**YOUR INSTRUCTIONS**
Transcribe exactly the line that contains "Support 3 relevancy" and every line after it to the end of the entries, and nothing more.
[INPUT RECORDS Boundary: Start]
PR #595, opened 2016-05-17
Add relevancy experiments

prashtx:
Support 3 relevancy variants (top, engaging, related) on the comment
threads for r/gaming. When a non-control variant is active, show only 3
comments (with an option to see the rest), and show 3 items of relevant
[INPUT RECORDS Boundary: End]
**EXERCISE OUTPUT**
Support 3 relevancy variants (top, engaging, related) on the comment
threads for r/gaming. When a non-control variant is active, show only 3
comments (with an option to see the rest), and show 3 items of relevant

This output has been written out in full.